I would like to know how to determine the status of my server using the top command or if I have to change the server or add more resources. Next is the output the top command in my server.
Next are some other facts - The load average values vary from 28.XX to 77.XX. - CPUs %id most of the time is between 10.0 and 22.0 and sometimes drops to 30.0. - The server is running on a virtual machine. - The server the virtual machine is mounted on has a Intel(R) Xeon(R) CPU E5-2403 0 @ 1.80GHz, with 4 cores - The web applications, data base service, memcached, web server and other related server apps have been running for a week. - The presence.py service is the one that does the most amount of work and is currently checking the presence of 703 nodes.
I would say I do not need to add more RAM to the system but it certainly looks like the CPU is overwhelmed. We still have to add 100-200 more nodes so I think that the server is not going to be able to handle it. Am I right?

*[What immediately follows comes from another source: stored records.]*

PR #1124, opened 2026-06-03
Update to avoid errors about forbiddenReference set to warning

### LINKED ISSUE #1123: Eclipse 4.40 RC1 issues:
Seeing these type of errors from Eclipse after the 4.40 RC1 upgrade:

- API analysis aborted for 'org.eclipse.mylyn.bugzilla.ide' since its build path is incomplete
- OSGi access rules not enforced by classpath access rules, which can lead to classloading errors at runtime.

merks:
- Add package imports to eliminate forbiddenReference errors

Fixes https://github.com/eclipse-mylyn/org.eclipse.mylyn/issues/1123


ruspl-afed:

EDIT: presence.py background
The Presence service (presence.py) is a propietary application that runs in (twice the number of cores) processes, one main process and (twice the number of cores-1) worker processes. For each node registered a thread is created in one of the worker processes, so if we have 700 nodes each worker process will have ~100 threads running. Each thread checks the status of its node via telnet or HTTP once per second, so you can imagine the load of each process. This means most of the time each thread is sleeping or waiting for network i/o.
The Presence service started with a load of 350 nodes and had been working great but for some time, since we started increasing the load and surpassed the 600 nodes, it started to operate somewhat slow. For instance, if you run the following command curl www.google.com it takes many seconds to run it.